**WHAT NEEDS TO BE DONE**
Below are lines of data, and only some are wanted. Please repeat exactly those from the line that has "function to the" through the line that has "Implements polygon in".

**Dataset entries**
****

PR #4300, opened 2024-10-25
Polygon stdlib function

### LINKED ISSUE #4261: KCL: Polygon function
Add a `polygon` function to the stdlib. It should take these parameters:

1. An object with fields {sideLength: f64, numSides: u64, center: [f64; 2]}
2. A sketchgroup

Define this in `std/shapes.rs`

guptaarnav:
Implements polygon in the kcl stdlib to close #4261 

There seems to be an issue with edge/face selection of the polygon, but I don't think its related to this implementation (please correct me if i'm wrong).  Upon looking into what commands are sent via the debug console, it appears that when selecting an edge/face, the engine selects that edge/face, then immediately clears the selection, then consistently selects a specific edge/face instead of the targeted edge/face.   This seems to be happening for any selection on other entities, as well, i.e. when the user selects some entity, the engine will select, then clear selection, then reselect in rapid succession.


jtran:
@adamchalmers, is it possible to implement this stdlib function in KCL? I know we have some infrastructure for that like:

https://github.com/KittyCAD/modeling-app/blob/239ab6850edabe24d27bcb562abe5620785bdff1/src/wasm-lib/kcl/src/std/kcl_stdlib.rs#L12

@guptaarnav, I don't want to make redo this PR. I only thought of this now. Our internal users wrote an `ngon()` function in KCL.

guptaarnav:
> @adamchalmers, is it possible to implement this stdlib function in KCL? I know we have some infrastructure for that like the below, but I don't think we actually use it.
> 
> https://github.com/KittyCAD/modeling-app/blob/239ab6850edabe24d27bcb562abe5620785bdff1/src/wasm-lib/kcl/src/std/kcl_stdlib.rs#L12
> 
> @guptaarnav, I don't want to make you redo this PR. I only thought of this now. Our internal users wrote an `ngon()` function in KCL.

@jtran, i'm not sure i understand, i thought my PR was implementing polygon as a stdlib function in kcl.  what's different in what you're alluding to?  is the internal `ngon()` function a kcl library function that users can import into their project to use?

p.s. i don't mind redoing the PR as long i understand what should be changed

jtran:
It's theoretically possible to implement a KCL stdlib function in KCL, as opposed to in Rust. There's some code to support this, like what I linked above.  But I don't think we actually use it. So there may be more missing. If there's a lot missing, it's probably not worth going that route now.

lf94:

PR #4311, opened 2024-10-25
Fix NetworkMachineIndicator and machines dynamically showing in CommandBar

lf94:


jessfraz (approved):

jessfraz:
at some point would be dope to test against the mock here cc @paultag

jessfraz:
esp since we keep adding more and more complexity

lf94:
Yeah! and because it's fairly light weight (right?) we should be able to just spin it up beside the web app in the CI tests

paultag:
Yeah absolutely - it's why I made the Noop machine -- will get to chipping at test scenarios so we can write tests against the populated path (e.g. idle, error string, running, percentage, etc)

PR #4312, opened 2024-10-25
Don't clone fillet data

adamchalmers:
Fillet data was being cloned just to check if there were any duplicate elements in a vector. That's not necessary, we can just check the len before and after deduplicating.

### DIFF
--- a/src/wasm-lib/kcl/src/std/fillet.rs
+++ b/src/wasm-lib/kcl/src/std/fillet.rs
@@ -121,24 +121,24 @@ pub async fn fillet(exec_state: &mut ExecState, args: Args) -> Result<KclValue, 
     name = "fillet",
 }]
 async fn inner_fillet(
-    data: FilletData,
-    solid: Box<Solid>,
+    mut data: FilletData,
+    mut solid: Box<Solid>,
     tag: Option<TagDeclarator>,
     exec_state: &mut ExecState,
     args: Args,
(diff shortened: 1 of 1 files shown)


franknoirot (approved):
Nice, this makes sense even to me

src/wasm-lib/kcl/src/std/fillet.rs
```diff
@@ -121,24 +121,24 @@ pub async fn fillet(exec_state: &mut ExecState, args: Args) -> Result<KclValue,
...
+    if num_tags != data.tags.len() {
         return Err(KclError::Type(KclErrorDetails {
             message: "Duplicate tags are not allowed.".to_string(),
             source_ranges: vec![args.source_range],
         }));
     }
+    let data = data; // remove mutability
 
-    let mut solid = solid.clone();
     for edge_tag in data.tags {
```
jtran, line 142: This is different behavior. Iterating over `data` is now deduplicated and in a different order. But I'm guessing this is probably fine.

jtran (approved):

src/wasm-lib/kcl/src/std/fillet.rs
jtran: Actually, now that I think about it, that's probably the reason for the clone. The derived comparison means it's using the UUID to sort, meaning it's getting re-ordered to be random order (sorting UUIDs). We probably don't want that.

PR #4750, opened 2024-12-11
Revert "chore: implemented multiple instances instead of multiple appications?"

pierremtb:
Reverts KittyCAD/modeling-app#4733

@nadr0 I believe we missed a few corner cases here. Jordan reported "if I switch to another program and switch back, whole app goes white and it resets to the directory screen". And if I grab the latest nightly (v24.12.11) I also have weird behaviours that I didn't catch in my testing of #4733, including getting new instances anytime I'm clicking on the dock icon in macOS or spotlight search for the app already open to re focus it, aka we're too aggressive on creating new windows. Think we should revert and recreate this branch and do a whole lot more testing this week before merging again. Gut feeling is we need more checks in the `on('activate')` event handler.

### DIFF
--- a/src/main.ts
+++ b/src/main.ts
@@ -23,15 +23,6 @@ import argvFromYargs from './commandLineArgs'
 
 let mainWindow: BrowserWindow | null = null
 
-// Supporting multiple instances instead of multiple applications
-let cmdQPressed = false
-const instances: BrowserWindow[] = []
-const gotTheLock = app.requestSingleInstanceLock()
-if (!gotTheLock) {
-  app.quit()
-  process.exit(0)
-}
-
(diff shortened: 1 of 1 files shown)


nadr0 (approved):
thanks for making the revert, approving.

nadr0:
>  including getting new instances anytime I'm clicking on the dock icon in macOS or spotlight search for the app already open to re focus it, aka we're too aggressive on creating new windows. 

I think you are correct. I didn't have issues on Linux when reusing the same window. We should be able to use the `activate` handler then do a refocus on a main browser window instead of opening a new one?

We could have a specific workflow that allows them to open multiple ones that is not just clicking the desktop icon to help prevent this.

PR #4755, opened 2024-12-11
Update Camera Controls to Zoo

### LINKED ISSUE #4753: Change KittyCAD Mouse Controls to Zoo Mouse Controls
### Description
Change KittyCAD Mouse Controls to Zoo Mouse Controls

### Version
v0.29.0

### Recordings/Screenshots
Image

jgomez720:
Closes #4753


franknoirot (changes requested):
I think you're going to need something on the Rust side. I *think* [this is the only place](https://github.com/KittyCAD/modeling-app/blob/main/src/wasm-lib/kcl/src/settings/types/mod.rs#L382-L385), but I'm not 100% certain. Running the test suite should surface the errors.

You have one other missing spot that needs updated on the TS side from the looks of the `yarn tsc` error

jtran:
Please test that this does what you expect when reading existing settings set to KittyCAD.

jgomez720:
@jtran yeah, I shouldn't assume things in the Modeling App are going to be a simple fix lol. I will most likely shift off this. Don't want to break things.

jgomez720:
Came back to this because it was close and I want the win.
Tested:
- Testing mouse controls with Zoo.
- Switched to another set of mouse controls and moved camera
- Switched back to Zoo and moved the camera (pan, rotate, zoom)
- used `cmd + k` to switch controls, moved camera, `cmd + k` again back to Zoo, moved camera
- tested sketch, extrude with Zoo camera commands

Didn't find any issues.

pierremtb:
I think what @jtran was trying to say is that we'll need to test that someone with old settings would be able to migrate to this new set of values without breaking anything. We might be lucky here as we're updating the default value though.

jgomez720:
Oh I see. That's a good point

franknoirot (approved):
Nice man! Thanks for adding that bit of backwards compatibility too. No one should have "KittyCAD" saved to their settings like @pierremtb mentioned, but _just in case_ now they should be just fine!

jgomez720:
No problem! Thanks for showing me how to update this and make it more robust. Jess showed me how to run the tests locally. I will never assume something is a quick fix again 😂

PR #4759, opened 2024-12-11
Remove type coercion

Irev-Dev:
I noticed this post the revolve merge and it triggered me haha, we should not be forcing types like this with `as`.

Really these util functions should be defined like
```ts
export function isSolid2D(artifact: Artifact): artifact is Solid2DArtifact {
  return artifact.type === 'solid2D'
}

export function isSegment(artifact: Artifact): artifact is SegmentArtifact {
  return artifact.type === 'segment'
}

export function isSweep(artifact: Artifact): artifact is SweepArtifact {
  return artifact.type === 'sweep'
}
```

But when I looked at how they were used, it was evident, they simply were not needed anyway.


jtran (approved):
👍

PR #4761, opened 2024-12-11
Color picker in the code pane

jessfraz:


src/editor/plugins/lsp/kcl/colors.ts
```diff
@@ -0,0 +1,336 @@
...
+}
+
+export function parseCallExpression(callExp: string): ColorData | null {
+  const fn = callExp.slice(0, 3)
+
+  switch (fn) {
+    default:
+      return null
+  }
+}
```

****

**OUTPUT BELOW**
Add a `polygon` function to the stdlib. It should take these parameters:

1. An object with fields {sideLength: f64, numSides: u64, center: [f64; 2]}
2. A sketchgroup

Define this in `std/shapes.rs`

guptaarnav:
Implements polygon in the kcl stdlib to close #4261 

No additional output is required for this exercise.